Two years at sea (Ben Rivers, 2011)

¿Cómo filmar a alguien que lo ha perdido todo? Alguien que ya no tiene nada y que, sin embargo, ha encontrado su auténtica libertad al despojarse de su vida pasada. Alguien que ya no vive en la memoria de ninguna otra persona y que para encontrar su verdadero lugar ha tenido que renunciar al mundo de los hombres, con el dolor que conlleva la renuncia al ser querido, un dolor que se traduce en silencio. Cómo filmar a alguien que ya no existe.

Tiene mucho sentido que, para narrar esta historia, Ben Rivers haya utilizado la última lata de la ya extinta película Kodak plus X, un celuloide con fecha de caducidad que ha recogido el universo secreto de un fantasma del bosque, un relato filmado que no podría existir de ninguna otra manera. El cine le regala a Jake Williams, el único habitante del profundo bosque escocés, el primero de los tres milagros que le ofrece mientras la película Kodak continúa rodando. El mundo invisible, que hasta ahora era visible sólo para el anciano, será para siempre físico e inextinguible.

La cámara sigue a Jake a través de su devenir cotidiano en el bosque, recogiendo el testimonio de las acciones del hombre frente a la naturaleza. El anciano se detiene y se tumba sobre el campo, hundiéndose en la hierba y suspendiendo el tiempo, como si quisiera fundirse con el entorno de manera absoluta, un gesto que repite día tras día de una manera no consciente.

Las fotografías de tiempos pasados que Ben Rivers encuentra y que va colocando en el montaje de su película para servirse de ellas como si del eco de una época desaparecida se tratase, están a punto de desvelarnos una historia que se nos niega durante el metraje. Quién es Jake Williams, de dónde viene, por qué su sueño era alcanzar esta forma de vida y a qué ha tenido que renunciar para conseguirlo.

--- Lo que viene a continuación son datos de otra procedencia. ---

PR #6536, opened 2017-05-30
Update leveldown to 1.6.0 to resolve installation fail behind proxy.

rsfernandes:
When using npm i leveldown behind corporate proxy occurs a timeout because leveldown tries to get prebuild binaries from github. The flag --build-from-source avoid this issue by always compiling the source code, but only works with leveldown 1.6.0.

De repente, el hombre eleva su caravana con sosiego hasta que alcanza la copa de los árboles. Su casa deja de tocar el suelo, y Ben Rivers no filma su ascenso sino su llegada a las nubes, como si fuese este el símbolo definitivo de la pérdida de cualquier vínculo de Jake con la realidad del mundo de los hombres. En aquel gesto, el anciano se aleja del todo del plano físico para anclarse sobre lo espiritual, en un símbolo más de su deseo de fundirse con la naturaleza.

Sin embargo, cuando el hombre sustituye el gesto de hundirse entre la hierba por el de colocarse sobre una balsa en medio del lago, el cine le brinda la más hermosa de las revelaciones, y también el segundo milagro. Jake desea permanecer tan inmóvil como el agua, tan inquebrantable como las montañas del horizonte, tan silencioso como la bruma del bosque. Pero la balsa se mueve, de manera imperceptible para el ojo humano, pero no para la cámara. El cine le revela de nuevo al anciano su condición humana y perenne, nos revela del todo una verdad inmutable: que el tiempo no pasa del mismo modo para el hombre que para las montañas, para el cuerpo que para el espíritu.

Y ante esa certeza, el hombre es expulsado de su propio mundo. Jake no pertenece ya al mundo de los vivos, pero tampoco es aceptado en el eterno universo de la naturaleza, que lo relega nuevamente a su condición de mortal. Vagando entre dos mundos, ausente de ambos, el cineasta muestra entonces la última de las fotografías: dos niñas que sonríen a la cámara con sus miradas inocentes.

Como espectadores, nunca sabemos si se trata de su familia, o acaso de alguien importante. Lo cierto es que la película vuelve la vista hacia un último y dilatado plano en el que el alma de Jake se consume frente a una hoguera. Nunca sabremos con certeza a qué debió renunciar para encontrar su lugar en el mundo. Consciente de aquello que ha perdido, incapaz de fundirse del todo con la naturaleza, el anciano tiene la vista perdida en la hoguera. Huérfano para siempre, ya no puede vincularse ni a su pasado ni a su entorno. El cine le regala la posibilidad de apagarse consigo junto al último fundido a negro. Y ese gesto es el último de sus milagros.